12. A device for determining a mirror-based deduplication dictionary, wherein, A single image file is stored in the form of at least one data block, and each data block corresponds to data block information uniquely determined according to a predetermined method. The data block information is recorded in the data block information set of the corresponding image file. The apparatus includes: The acquisition unit is configured to acquire the data block information sets corresponding to several images, including the first image; A clustering unit is configured to cluster the plurality of mirrors based on the similarity of data block information sets to obtain at least one mirror category, wherein the first mirror corresponds to the first mirror category among the at least one mirror categories; The mining unit is configured to determine a corresponding first category deduplication set based on the occurrence frequency of each data block for the first mirror category. The occurrence frequency of a single data block is determined based on the data block information in the data block information set corresponding to the first mirror category. If the occurrence frequency of a single data block in at least one mirror corresponding to the first mirror category meets a first predetermined condition, the corresponding data block information is added to the first category deduplication set. The prediction unit is configured to determine a first prediction deduplication set for the first mirror image based on the importance of other data blocks, excluding the data blocks indicated by the first category deduplication set; The construction unit is configured to construct a data block deduplication dictionary using the first category deduplication set and the first prediction deduplication set, for use in deduplication during the update process of the image file of subsequent versions of the first image.

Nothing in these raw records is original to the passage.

Issue #404, opened 2023-01-03
AoI Selection via Custom-defined polygons 


nerik:
Adds support for upload of a custom AoI polygon. Currently limited to single polygon shapefile or geojson files.

Catalina-Moller:
Hi @nerik, I'm not quite clear on what I should be testing in this task. Could you help me with a bit more context? Thanks!

danielfdsilva:
Basic behavior:
- Possibility to upload a geojson or shapefile to define an AOI
- If the given file is invalid display and error message
- If the given file has more than 1 polygon, use the first one and warn the user
- If the uploaded polygon is very complex, simplify it and warn the user

The uploaded polygon should be displayed on the map.
The [test-files.zip](https://github.com/NASA-IMPACT/veda-ui/files/10449345/test-files.zip) contains some files that can be used to test the behavior. https://geojson.io can be used to generate additional test data.

cc @Catalina-Moller

Catalina-Moller:
[descargar (7).zip](https://github.com/NASA-IMPACT/veda-ui/files/10457915/descargar.7.zip)
This is the zip with the Shapefile format that I used for the first observation, maybe it can be useful for you :)

PR #434, opened 2023-01-20
Add support for multiple polygons in the AOI tool

### LINKED ISSUE #423: Multiple Polygons
## Description

As a user I want to select multiple polygons for analysis so that I can conduct the most accurate analysis possible

Currently, you can only select one polygon in the analysis page. This came up during user research in a couple different ways.

1. Analyzing islands (this feels like the most straightforward use case)
2. Uploading a shapefile that contains all the watersheds in North America. This feels like a slightly different use case, because I would assume that scientists then want to narrow down their selection to 1 or 2 watersheds. They just have a shapefile that contains all of them, because that's the format that USDA (or similar agency) publishes (Moved to #426 )

There are probably other use cases, but those two came up during user research this week.

## Acceptance Criteria

- [ ] Given I am creating a search on the analysis page, when I create multiple polygons using the AOI drawing tool then the resulting time-series charts show the total spatial aggregation of both polygons as one (I am assuming the scientists won't want separate spatial aggregations for each polygon, basing off the islands use case above)
- [ ] Given I am creating a search on the analysis page, when I create multiple polygons then I am able to remove individual polygons as needed

danielfdsilva:
Fix #423 

This took longer and touched way more files than expected. We need to test this pretty well to ensure nothing broke.

Files linked in https://github.com/NASA-IMPACT/veda-ui/issues/404#issuecomment-1397074923 can be used to test.

@ricardoduplos We also need to do a review of the actions to understand if they make sense.

### DIFF
--- a/app/scripts/components/analysis/define/use-custom-aoi.ts
+++ b/app/scripts/components/analysis/define/use-custom-aoi.ts
@@ -4,7 +4,7 @@ import shp from 'shpjs';
 import simplify from 'simplify-js';
 import { multiPolygonToPolygons } from '../utils';
 
-import { featureCollection } from '$components/common/aoi/utils';
+import { makeFeatureCollection } from '$components/common/aoi/utils';
 import { round } from '$utils/format';
 
 const extensions = ['geojson', 'json', 'zip'];
@@ -45,14 +45,15 @@ function useCustomAoI() {
   const [uploadFileError, setUploadFileError] = useState<string | null>(null);
   const [uploadFileWarnings, setUploadFileWarnings] = useState<string[]>([]);
   const reader = useRef<FileReader>();
-  const [fc, setFc] = useState<FeatureCollection | null>(null);
+  const [featureCollection, setFeatureCollection] =
+    useState<FeatureCollection | null>(null);
 
   useEffect(() => {
     reader.current = new FileReader();
 
     const setError = (error: string) => {
       setUploadFileError(error);
-      setFc(null);
+      setFeatureCollection(null);
       setUploadFileWarnings([]);
     };
 
@@ -118,7 +119,6 @@ function useCustomAoI() {
         return;
       }
 
-
       // Simplify features;
       const originalTotalFeaturePoints = features.reduce(
         (acc, f) => acc + getNumPoints(f),
@@ -128,7 +128,7 @@ function useCustomAoI() {
       let tolerance = 0.001;
       let simplifiedFeatures = [...features];
 
-      while (numPoints > 200 || tolerance > 5) {
+      while (numPoints > 200 && tolerance < 5) {
         simplifiedFeatures = simplifiedFeatures.map((feature) =>
           simplifyFeature(feature, tolerance)
         );
@@ -150,8 +150,8 @@ function useCustomAoI() {
 
       setUploadFileWarnings(warnings);
       setUploadFileError(null);
-      setFc(
-        featureCollection(
+      setFeatureCollection(
+        makeFeatureCollection(
           simplifiedFeatures.map((feat, i) => ({
             id: `aoi-upload-${i}`,
             ...feat
@@ -203,14 +203,14 @@ function useCustomAoI() {
   }, []);
 
   const reset = useCallback(() => {
-    setFc(null);
+    setFeatureCollection(null);
     setUploadFileWarnings([]);
     setUploadFileError(null);
     setFileInfo(null);
   }, []);
 
   return {
-    fc,
+    featureCollection,
     onUploadFile,
     uploadFileError,
     uploadFileWarnings,
--- a/app/scripts/components/analysis/define/use-custom-aoi.ts
+++ b/app/scripts/components/analysis/define/use-custom-aoi.ts
@@ -1,8 +1,11 @@
-import { Feature, MultiPolygon, Polygon } from 'geojson';
+import { Feature, FeatureCollection, MultiPolygon, Polygon } from 'geojson';
 import { useCallback, useEffect, useRef, useState } from 'react';
 import shp from 'shpjs';
 import simplify from 'simplify-js';
-import { multiPolygonToPolygon } from '../utils';
+import { multiPolygonToPolygons } from '../utils';
+
+import { featureCollection } from '$components/common/aoi/utils';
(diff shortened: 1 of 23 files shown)


app/scripts/components/analysis/page-hero-media.tsx
```diff
@@ -74,18 +76,16 @@ function PageHeroMedia(props: PageHeroMediaProps) {
...
 
-    // Quick copy.
-    const featureInverse = JSON.parse(
-      JSON.stringify(feature)
-    ) as Feature<MultiPolygon>;
+    // Convert to multipolygon to use the inverse shading trick.
+    const aoiInverse = combineFeatureCollection(aoi);
     // Add a full polygon to reverse the feature.
-    featureInverse.geometry.coordinates[0].unshift(WORLD_POLYGON);
+    aoiInverse.geometry.coordinates[0].unshift(WORLD_POLYGON);
```
nerik, line 82: I'd follow eslint advice here:
```suggestion
    aoiInverse.geometry.coordinates[0] = [WORLD_POLYGON, ...aoiInverse.geometry.coordinates[0]];
```

app/scripts/components/analysis/results/use-analysis-params.ts
```diff
@@ -22,16 +22,25 @@ type AnalysisParamsNull = Omit<Partial<AnalysisParams>, 'errors'> & {
...
-  start: undefined,
-  end: undefined,
+  start: new Date('2020-01-01'),
+  end: new Date('2020-03-01'),
   datasetsLayers: undefined,
   aoi: undefined,
   errors: null
 };
 
+export class ValidationError extends Error {
```
nerik, line 35: 👍

app/scripts/utils/polygon-url.ts
```diff
@@ -1,27 +1,29 @@
...
 
 /**
- * Decodes a multi polygon string converting it into a MultiPolygon feature.
+ * Decodes a multi polygon string converting it into a FeatureCollection of
+ * Polygons.
  *
- * lon,lat|lon,lat||lon,lat|lon,lat
- * || separates polygons
- * | separates points
+ * lon,lat|lon,lat||lon,lat|lon,lat || separates polygons | separates points
```
nerik, line 9: This comment is not true anymore since we used `google-polyline`

nerik (changes requested):
Great work, I was also surprised by the amount of files that needed changing, but this is good technical foundation.

There are two comments that needs to be addressed and/or discussed (the while loop and calling `_controls` on the map), the rest is code style.
One overall code style comment: I've seen instances of `fc`, `featureColl`, and `featureCollection`: can we try to stick to one of those? (strong personal preference for `featureCollection`).

nerik:
Also: do we still want to evaluate Mapshaper as a more robust way to simplify geometries at some point? If so worth opening an issue?

app/scripts/components/common/aoi/use-aoi-controls.ts
```diff
@@ -16,49 +21,87 @@ export function useAoiControls(initialState: Partial<AoiState> = {}) {
...
   }, [initialState]);
 
   const onAoiEvent = useCallback((action, payload) => {
     switch (action) {
+      case 'aoi.trash-click': {
+        // Find the mapDraw control by checking for properties.
+        // We need to programmatically access the mapbox draw trash method which
+        // will do different things depending on the selected mode.
+        // @ts-expect-error _controls does exist but it is an internal property.
+        const mbDraw = mapRef.current?.instance?._controls.find(
```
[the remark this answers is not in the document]
danielfdsilva: Good call!

app/scripts/components/analysis/define/use-custom-aoi.ts
```diff
@@ -75,52 +80,84 @@ function useCustomAoI() {
...
+        0
+      );
+      let numPoints = originalTotalFeaturePoints;
       let tolerance = 0.001;
-      while (numPoints > 2000) {
-        feature = simplifyFeature(feature as Feature<Polygon>, tolerance);
-        numPoints = getNumPoints(feature as Feature<Polygon>);
+      let simplifiedFeatures = [...features];
+
+      while (numPoints > 200 || tolerance > 5) {
```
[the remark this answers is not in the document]
danielfdsilva: Indeed. 💯

app/scripts/components/analysis/utils.ts
```diff
@@ -44,15 +46,31 @@ export function getFilterPayload(
   return filterPayload;
 }
 
-export function multiPolygonToPolygon(
-  feature: Feature<MultiPolygon>
-): Feature<Polygon> {
+export function multiPolygonToPolygons(feature: Feature<MultiPolygon>) {
```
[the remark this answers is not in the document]
danielfdsilva: It is inferred by the return type. You think we should be verbose?

image

app/scripts/components/analysis/page-hero-media.tsx
danielfdsilva: We're already mutating the object, my reasoning is that this way just makes it clearer. Nevertheless, no strong opinion on it.

app/scripts/utils/polygon-url.ts
danielfdsilva: indeed 💯

danielfdsilva:
@nerik Replaced the instances of `fc` to makes it more consistent as you suggested.
I'd say we can re-evaluate the use of mapshaper later if this approach is causing too much trouble

app/scripts/components/analysis/page-hero-media.tsx
nerik: I have a vaguely strong opinion that this is easier to read (I mean, `unshift` really is a badly named method)

app/scripts/components/analysis/utils.ts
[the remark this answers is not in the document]
nerik: I meant useful as documentation. A JSDoc block would serve the same purpose.

app/scripts/components/analysis/page-hero-media.tsx
danielfdsilva: yes it is! terrible really :p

13. An apparatus for storing image files, comprising: The processing unit is configured to divide the target image's image file to be stored into multiple data blocks and determine a corresponding first data block information set, wherein the first data block information set includes each data block information that uniquely describes each data block in a predetermined manner. The matching unit is configured to match the first data block information set with elements in the data block deduplication dictionary of the target image, wherein the data block deduplication dictionary includes: a second category deduplication set based on the second image category corresponding to the target image, and a second predicted deduplication set determined based on the historical versions of the target image; The storage unit is configured to store the image file to be stored based on the matching result.
14. A computer-readable storage medium having a computer program stored thereon, which, when executed in a computer, causes the computer to perform the method of any one of claims 1-11.
15. A computing device, comprising a memory and a processor, characterized in that, The memory stores executable code, and when the processor executes the executable code, it implements the method of any one of claims 1-11.